Background information
- Born: 11 July 1997 (age 29) Quebec City, Quebec, Canada
- Genres: Folk; folk rock; indie pop;
- Occupations: Singer; songwriter;
- Years active: Since 2017
- Label: Bravo Musique

= Lou-Adriane Cassidy =

Canadian singer-songwriter (born 1997)

Lou-Adriane Cassidy-Lacasse, known professionally as Lou-Adriane Cassidy (born July 11, 1997) is a French-Canadian singer-songwriter from Quebec.

== Discography ==
Cassidy was the performer of "Ça va ça va" ('It's okay, it's okay'), which was a SOCAN Songwriting Prize nominee in 2018 for songwriter Philémon Cimon, but she is perhaps most noted for her song "La fin du monde à tous les jours" ('The end of the world everyday'), which was shortlisted for the 2020 SOCAN Songwriting Prize.
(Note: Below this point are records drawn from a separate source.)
PR #886, opened 2026-07-05
fix(win): harden artifact.c git shell-outs against unquoted/unvalidated repo paths

Flipper1994:
## Summary

Follow-up to #881 (split out per review). Hardens the **git shell-outs in `pipeline/artifact.c`** — a *different* bug class from #881's `CreateProcess` argv-quoting: this is `popen`/shell command-string quoting.

## The bug

`artifact.c` shells out to git twice via `cbm_popen`, interpolating the repo path with **single quotes** and **no validation**:

```c
git -C '%s' rev-parse HEAD 2>/dev/null                 // git_head_hash
git -C '%s' config merge.ours.driver true 2>/dev/null  // ensure_gitattributes
```

- **`cmd.exe` does not honor single quotes**, so on Windows a repo path containing a **space** breaks argument grouping — the artifact commit hash and merge-driver config silently fail for any spaced repo path.
- An embedded quote or shell metacharacter in `repo_path` could break out of the intended argument.

This was the only unvalidated git shell interpolation left in the tree (every other git shell-out — `git_context.c`, `pass_githistory.c`, `watcher.c`, `mcp.c` — already validates and double-quotes).

## Fix

- Validate `repo_path` with `cbm_artifact_repo_path_is_shell_safe()` and switch to **double quotes** + a per-platform null device, matching `git_context.c` (the best-hardened git shell-out).
- `cbm_validate_shell_arg` rejects quote / backslash / substitution metacharacters; on Windows we additionally reject the `cmd.exe` expansion metacharacters `% ! ^`.
- Double quotes are honored by **both** POSIX `sh` and `cmd.exe`, so a legitimate **spaced** repo path now works — the concrete regression the single-quote form caused.

## Test

New guard suite in `tests/test_artifact.c` for the exposed `cbm_artifact_repo_path_is_shell_safe()`:

- plain and **spaced** paths accepted (the regression),
- quote / `;` / `$()` / backtick / pipe injection rejected,
- `cmd.exe` metacharacters `% ! ^` rejected on Windows (allowed on POSIX, where they are literal inside double quotes).

## Scope

Atomic to the artifact.c shell-quoting hardening. No behavior change on valid paths except that spaced paths now work on Windows.

Refs #881.

### DIFF
--- a/src/pipeline/artifact.c
+++ b/src/pipeline/artifact.c
@@ -21,6 +21,7 @@ enum {
 #include "foundation/compat_fs.h"
 #include "foundation/compat.h"
 #include "foundation/log.h"
+#include "foundation/str_util.h" /* cbm_validate_shell_arg — git shell-out hardening */
 
 #include "zstd_store.h"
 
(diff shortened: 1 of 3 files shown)


DeusData:
Merged — thank you, @Flipper1994! 🙏 This is a clean, well-targeted hardening: gating both git shell-outs on `cbm_artifact_repo_path_is_shell_safe`, switching single→double quotes (the real cross-platform fix), the null-device redirect, and the snprintf truncation guards for parity with `git_context.c`. The unit tests across plain / spaced / Windows paths and the injection cases are exactly what we want to see on a shell-out path. Really appreciate the careful work here — and on the CreateProcess argv-quoting fix too.

PR #1833, opened 2026-08-25
fix: persist daemon watches across client disconnects

LeoLan-Digital:
## Summary

Keep project watches alive in permanent daemon mode after the last client session disconnects.

This allows daemon-owned background file watching and indexing to continue independently of client session lifetime.

## What changed

- Preserve the physical project watch when the application runs in permanent mode
- Keep non-permanent behavior unchanged
- Allow watcher-triggered background indexing without an active client session
- Retain daemon ownership of watcher-triggered jobs until completion
- Add regression coverage for permanent daemon watch persistence

## Tests

Focused daemon application suite:

- 50 passed

Full CLI baseline comparison:

- baseline: 280 passed, 1 failed
- remaining known failure: `tests/test_cli.c:1748`
- the same failure reproduces on the unmodified baseline and is unrelated to this change

`git diff --check` passes.

## Behavior

Non-permanent applications retain the existing session-scoped watch lifecycle.

Permanent daemon mode now treats the physical watch as daemon-owned rather than session-owned, while project pruning and daemon shutdown still remove the watch through their existing lifecycle paths.

### DIFF
--- a/src/daemon/application.c
+++ b/src/daemon/application.c
@@ -149,11 +149,11 @@ struct cbm_daemon_application_job {
     cbm_daemon_application_job_t *next;
 };
 
-/* A watcher-triggered physical job is owned by the exact live sessions that
- * currently subscribe to its project/root watch. The callback waiting for the
- * job is only a storage waiter; it is deliberately not an ownership
- * subscription, so the worker is cancelled when the last matching session
- * disconnects even while unrelated daemon sessions remain alive. */
+/* A watcher-triggered physical job is normally owned by the exact live
+ * sessions subscribed to its project/root watch. In permanent daemon mode the
+ * watcher itself additionally owns the physical job so background indexing can
+ * continue while no client session is connected. The callback remains a
+ * storage waiter in both modes and releases daemon ownership on completion. */
 struct cbm_daemon_application_watch_job_subscription {
     cbm_daemon_application_session_t *session;
     cbm_daemon_application_job_t *job;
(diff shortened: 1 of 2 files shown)


DeusData:
Thank you for keeping the change focused on permanent-daemon watch ownership and preserving the non-permanent lifecycle. Session disconnects, watcher ownership, pruning, and background jobs form a sensitive lifecycle boundary, so we need more time to review it carefully. The queue is quite full, but we will come back with grounded feedback as soon as possible.

DeusData:
Reviewed. The change is sound and the design question it turns on is answered well. Two lint items stand between it and merge, and the second one deserves care rather than the obvious fix.

**The ownership shift is the right shape.** Treating the physical watch as daemon-owned rather than session-owned *only* in permanent mode, with non-permanent behaviour untouched, keeps the blast radius to the mode that actually wants it. And you answered the question I would have asked — if the watch outlives the session, who removes it — by leaving project pruning and daemon shutdown as the lifecycle paths that still tear it down. A watch nothing owns is a leak; a watch owned by the daemon in permanent mode is the point.

## The two lint failures

**`clang-format` at `src/daemon/application.c:3390-3392`** — mechanical. `git clang-format` on the changed lines clears it. Note the CI formatter is the Homebrew LLVM build; a standalone `clang-format-20` produces spurious whole-file drift here.

**`cppcheck: Variable 'watcher_owns_job' is assigned a value that is never used [unreadVariable]` at `:3460`** — please do not fix this by deleting the assignment.

The flag itself is load-bearing: it is read at the `if (watcher_owns_job)` immediately above, and that read is what makes the unsubscribe conditional. cppcheck is objecting only to the `watcher_owns_job = false;` that follows the unsubscribe.

The reason to be careful is that this sits inside the `for (;;)` loop that begins around `:3451`. If control can re-enter that block on a later iteration with the flag still `true`, the reset is what stops a second `application_job_unsubscribe_locked(job)` on the same job — and removing it to quiet the linter would introduce a double-unsubscribe rather than remove dead code.

So the question to settle is narrow: **can the loop re-reach that `if` after taking it once?**

- If it cannot — every path through the block breaks or returns — the assignment really is dead and deleting it is correct.
- If it can, cppcheck is wrong here, and the house rule applies: refactor so the intent is visible to the analyser, or keep it with a `// WHY:` comment explaining the re-entry. Never silence a linter by removing a line that is doing work.

You are much better placed to answer that than I am from the diff, since the loop body is mostly context here.

## Otherwise

Your baseline comparison is the right method — `tests/test_cli.c:1748` reproducing on the unmodified base is what makes "unrelated" a measurement rather than an assertion. That failure is environmental and well known here; it depends on the coding agents installed on the machine.

**Please also rebase**: `main` moved three times yesterday — broken by a duplicate-symbol merge, repaired by #1993, then #1703 landed.

Issue #1557, opened 2026-08-12
Kotlin interface nodes get label Class; companion-object members and TS re-export aliases produce no nodes


PsyTech-Rob:
**Environment:** v0.10.2, Windows 11, `--mode full`. Kotlin + TypeScript monorepo.

Three related fidelity gaps that make label/name-based queries lie on Kotlin-heavy codebases:

## 1. Kotlin `interface` gets label `Class`

`interface OrganizacaoRepository` (a plain Kotlin domain port) is stored with label `Class`. All **199** `Interface`-labeled nodes in our graph are TypeScript. Consequence: `search_graph(label="Interface")` on the Kotlin side returns nothing while interfaces exist everywhere — an agent that trusts the label concludes "no interfaces here". (The `INHERITS` edges themselves are fine and correctly link implementations to these `Class`-labeled interfaces.)

## 2. `companion object` members produce no Method node

`TipoLogradouro` declares `create(...)` and `rehydrate(...)` inside `companion object`. Neither exists as a node; `DEFINES_METHOD` for the class omits them, and call sites (`TipoLogradouro.create(...)` from other modules) resolve to a class-level `USAGE` only. Method-level queries ("who calls create?") return zero.

## 3. TS re-export aliases produce no node

`export { diaCivilNo as hojeNaClinica } from './datas'` — searching `hojeNaClinica` yields zero hits with no pointer to `diaCivilNo`, although the alias is what the rest of the codebase imports.

All three are "absence that isn't absence": the graph's answer is empty while the code isn't. A node for the alias/companion member (or at minimum a documented limitation list echoed on empty results) would prevent false negative conclusions.

DeusData:
@PsyTech-Rob, thank you for the concrete graph-level examples. These are three independent extraction contracts and need separate issues so they can be reproduced and fixed without coupling unrelated language paths.

Current `main` supports that split: Kotlin declarations are classified through the generic class-label path, companion objects have their own Kotlin extraction/recovery handling, and TypeScript re-export resolution is a separate import/export path that explicitly fails closed when the exported alias name is unavailable.

Please split this into:

1. Kotlin `interface` declarations labeled as `Class`.
2. Missing methods inside Kotlin companion objects.
3. Missing TypeScript re-export alias nodes.

One small public fixture per issue is enough; link each new issue back here and we will route them independently. We can keep this report open as the index until the split is complete. Thank you again for identifying false absences rather than treating an empty graph answer as proof.

Issue #1556, opened 2026-08-12
TESTS_FILE edges are never created for JVM (Kotlin/JUnit) tests


PsyTech-Rob:
**Environment:** v0.10.2, Windows 11, `--mode full`. Kotlin (JUnit5/Testcontainers) + TypeScript (vitest) monorepo.

## Symptom

`TESTS_FILE` edges are created only for the TypeScript side. Measured on a full index:

- Files matching `.*(Test|IT)\.kt` or `.*\.test\.tsx?`: **283**
- `TESTS_FILE` edges: **92** — all of them `.test.tsx` (66) / `.test.ts` (26)
- JVM tests linked: **0**, including trivially-conventional pairs like `AgendarUseCaseTest.kt` → `AgendarUseCase.kt` (same package, sibling `src/test/kotlin` source set) and `JooqCompromissoRepositoryIT.kt` → `JooqCompromissoRepository.kt`.

## Impact

Any "which tests cover this class?" query over the graph silently answers "none" for the whole JVM half of a polyglot repo. We now instruct agents to fall back to naming convention + `OVERRIDE` edges of test fakes for Kotlin, but the edge type advertises coverage it doesn't have.

## Suggestion

Apply the same filename/convention heuristic used for `*.test.ts(x)` to JVM conventions (`XTest`/`XIT`, `src/test/{kotlin,java}` mirroring `src/main/...`), or document `TESTS_FILE` as TS-only.

DeusData:
Thank you @PsyTech-Rob. Confirmed in `pass_tests.c`: `XTest.kt` is recognized as a test path, but `test_to_prod_path()` only derives production paths for Go, Python, and JavaScript/TypeScript naming conventions. It has no Kotlin/Java source-set mirror and no `XIT.kt` mapping, so JVM `TESTS_FILE` edges cannot be created by the current pass.

Routed priority/high under the parsing and extraction epic #592. The measured TS/JVM split is a useful regression fixture.

PR #1840, opened 2026-08-26
fix(kotlin): resolve member calls through typed properties instead of by name

aarya-brex:
## What does this PR do?

Makes the declared receiver type available to Kotlin call resolution, so a member
call through a constructor-injected property resolves by type instead of by name.
Refs #1555 (partial — see *What this does not fix*).

Two separable commits: the first makes property types available, the second stops
properties from winning the name race for calls.

### Root cause

`push_var_def_qn` never populated `return_type`, so **every** Kotlin property
cross-registered as an untyped placeholder. `kotlin_lookup_method` then had no
receiver type to match, missed, and resolution fell through to the name-only
strategies (`suffix_match`, `unique_name`, `field_type_hint`, `fuzzy`).

Primary-constructor properties were missing entirely: `class Foo(private val bar: Bar)`
declares a member reachable from every instance method, but it sits on the class
line rather than in the class body, so `extract_class_variables` never saw it.
That is precisely the constructor-injected-port shape in #1555.

This matches your own reading on that issue — *"receiver/parameter type and
existing `OVERRIDE` relationships are not consistently part of that final
candidate decision"*. This PR addresses the receiver-type half.

### Why narrowing the candidate pool, not vetoing the winner

`cbm_label_is_registry_symbol` admits `Variable` and `Field` so that reads and
writes can resolve. A consequence is that every property name is also a bare-name
candidate during *call* resolution, so a property can outrank the function a call
actually meant.

My first attempt vetoed the edge when a weak strategy landed on a property. That
is wrong, and measurably so: wherever a property shadows a function name — common
in Kotlin, since a constructor `val` and the method that reads it share
vocabulary — it deletes a genuine edge. On JetBrains/Exposed the veto form cost
**96 real method-target edges** (e.g. `AbstractQuery.comment` 24 → 2 edges,
shadowed by `val comment` in `ColumnDiff`/`ColumnMetadata`; `Query.where` 625 →
598, shadowed by `AbstractQuery.where` and the statement classes' `val where`).

So the split is by question, not by strategy:

- `cbm_label_is_registry_symbol` — *may this declaration be found by name?*
- `cbm_label_is_callable_target` (new) — *may a call bind to it?* (`Function`,
  `Method`, `Constructor`, `Class`)

`cbm_registry_resolve_callable` applies the narrower predicate **before** a winner
is picked, and only to strategies 3/3.5/4 — `import_map` and `same_module` are
untouched, since those already have real evidence. If a weak match lands on a
property, resolution is retried against callable candidates only; the edge is
dropped only if that also finds nothing.

Uncached, for the same reason `cbm_registry_resolve_lineage` is: `_resolve_cache`
is keyed on `callee_name` alone, so it cannot hold two different label policies.
`cbm_pipeline_node_is_callable_target` now delegates rather than repeating the
label list.

### Measurements

`JetBrains/Exposed` (~800 `.kt` files), full index, v0.10.2 baseline at `010569f`:

| | baseline | veto (rejected) | this PR |
|---|---|---|---|
| `lsp_kt_method` edges | 472 | 650 | **650** |
| `CALLS` → `Variable` (fabricated) | 874 | 188 | **188** |
| total `CALLS` rows | 30772 | 29965 | **30378** |
| `AbstractQuery.comment` | 24 | 2 | **24** |
| `Query.where` | 625 | 598 | **625** |
| `substring` / `init` | 33 / 11 | 32 / 6 | **33 / 11** |

Typed resolution up ~38%, name-only fabrications down ~78%, and no genuine edge
lost. I verified retry *targets* against source rather than just counting:
`comment` → `AbstractQuery.comment` (`AbstractQuery.kt:195`), `where` →
`Query.where` (exposed-jdbc `Query.kt:118`).

The 13 remaining method-target drops are all `kotlin.Any.equals` via
`lsp_kt_operator`, and that is an upgrade rather than a loss: baseline put 14
edges on the synthetic `kotlin.Any.equals` placeholder, this PR puts 0 there
while real overrides gain (`Column.equals` 1 → 3, `ResultRow.get` 3 → 4, plus new
`LinkedIdentityHashSet.contains` and `EntityClass.get`). The node exists in both
graphs — receivers are now typed, so `==` binds to the class's own override.

Also run against a large private Kotlin monorepo (~13k nodes) to check the
behaviour holds off the benchmark repo: `lsp_kt_method` 74 → 801, `CALLS` →
`Variable` 739 → 159, zero genuine edges lost.

### Testing

- `scripts/test.sh` (ASan + UBSan, full suite): **8435 assertions, 0 failures**,
  exit 0. The three nonzero-rc suites in the log are
  `test_parallel_harness_contract.sh`'s deliberate hang fixtures.
- `make -f Makefile.cbm test-focused TEST_SUITES=registry`: 60/60.
- New: `TEST(callable_label_predicate_is_narrower_than_registry_membership)`
  asserts the callable set is a strict subset of the registry-admitted set, which
  is the invariant the whole change rests on.
- Renamed `kotlin_suppress_weak_call_to_property` →
  `kotlin_weak_match_is_uncallable`: it now reports a fact ("this match cannot be
  called") rather than prescribing a drop, since the caller re-resolves.

One gap to flag honestly: `make -f Makefile.cbm lint-format` and `lint-no-suppress`
both pass locally, but I could not run `lint-cppcheck` (cppcheck isn't installed
on this machine), so that gate is unverified until CI runs it.

### What this does not fix

- **`OVERRIDE`/`INHERITS`-based disambiguation**, the other suggestion in #1555.
  A call through an interface-typed property still resolves to the interface
  method, not the implementation.
- **Inferred types beyond direct construction.** `val x: T` and `val x = Foo()`
  are handled; a factory or call chain returns NULL and falls through as before.
  Inferring through an expression is the type pass's job, not the extractor's.
- **Java is unaffected** — it already resolves these via `lsp_type_dispatch` at
  0.95. This is Kotlin-only.
- Adjacent and untouched: #1557 (companion-object members produce no nodes;
  `interface` labelled `Class`), #1556, #1732.
- The honest ceiling: `unique_name` + `suffix_match` are still the majority of
  `CALLS` edges on a large Kotlin repo even with this patch. This closes a
  specific typing gap; it does not make the Light Semantic Pass a compiler
  frontend.

One observation while validating: `EVALUATION_PLAN.md` measures precision/recall
for cross-repo (X1) and semantic (S1/S2) edges, but not call-resolution
correctness — so neither the original bug nor the regression my first attempt
introduced would have been caught by the existing harness. The strategy-mix
before/after A/B above is the check I fell back on; a fixture-based version of it
might be worth adding as a gate. Happy to open a separate issue if useful.

## Checklist

- [x] Tests pass locally (`scripts/test.sh`, ASan+UBSan — 8435 asserts, 0 failures)
- [ ] Lint passes (`make -f Makefile.cbm lint-ci`) — `lint-format` and
      `lint-no-suppress` pass; `lint-cppcheck` not run locally (cppcheck
      unavailable), relying on CI

### DIFF
--- a/internal/cbm/cbm.h
+++ b/internal/cbm/cbm.h
@@ -770,4 +770,15 @@ bool cbm_label_is_relation(const char *label);
 // `label` may be NULL (returns false). Defined in helpers.c.
 bool cbm_label_is_registry_symbol(const char *label);
 
+// True for labels that can be the target of an invocation: Function, Method,
+// Constructor, and Class (a class name in call position is a construction).
+// Registry membership is deliberately wider than this — Variable and Field are
+// admitted so that reads and writes can resolve — which also makes every
+// property name a bare-name candidate during call resolution. Consumers
+// resolving a CALL use this predicate to narrow the candidate pool to
+// declarations that can actually be called, so a property that merely shares a
+// function's name does not win the name race. `label` may be NULL (returns
+// false). Defined in helpers.c.
+bool cbm_label_is_callable_target(const char *label);
+
 #endif // CBM_H
--- a/internal/cbm/extract_defs.c
+++ b/internal/cbm/extract_defs.c
@@ -195,6 +195,9 @@ static void extract_variables(CBMExtractCtx *ctx, TSNode root, const CBMLangSpec
 static void extract_var_names(CBMExtractCtx *ctx, TSNode node, const CBMLangSpec *spec);
 static void extract_class_variables(CBMExtractCtx *ctx, TSNode class_node, const char *class_qn,
                                     const CBMLangSpec *spec);
+static void push_var_def_typed(CBMExtractCtx *ctx, const char *name, TSNode node,
+                               const char *type_text);
+static const char *resolve_kotlin_var_type(CBMArena *a, TSNode node, const char *source);
 static void extract_rust_impl(CBMExtractCtx *ctx, TSNode node, const CBMLangSpec *spec);
 static void extract_class_methods(CBMExtractCtx *ctx, TSNode class_node, const char *class_qn,
                                   const CBMLangSpec *spec);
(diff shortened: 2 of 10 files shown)


aarya-brex:
Closing this — on further review I found my own patch regresses correct edges, so it is not ready to offer.

Specifically, the extractor commit registers Kotlin primary-constructor properties with a module-level qualified name that omits the parent class. That makes a property a same-module candidate for calls to a same-named function, and in one case a top-level extension function and a constructor `val` collide on the same qualified name so the callable node is lost entirely. My before/after measurements also turned out to be parsed incorrectly, so several figures in the description above are wrong.

Apologies for the noise. The underlying gap in #1555 is real and the typed-property direction did measurably reduce name-only fabrications, so I may return with a smaller, correctly-measured change scoped to the extractor alone — but I did not want to leave an inaccurate PR sitting in the queue in the meantime.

Her debut album, C'est la fin du monde à tous les jours, was released in 2019. In 2021, she came out with her second album, Lou-Adriane Cassidy vous dit : Bonsoir.

In 2025 she released the album Journal d'un Loup-Garou, which was shortlisted for the 2025 Polaris Music Prize, and won the Juno Award for Francophone Album of the Year at the Juno Awards of 2026.

Triste Animal was longlisted for the 2026 Polaris Music Prize.

== Contests ==
Cassidy was a competitor in the fourth season of La Voix in 2016, competing on Éric Lapointe's team before being eliminated from the competition in episode 10. In 2018, she was a competitor in the Francouvertes contest, where she and her songwriting collaborators Philémon Cimon and Stéphanie Boulay won the Paroles & Musique Award.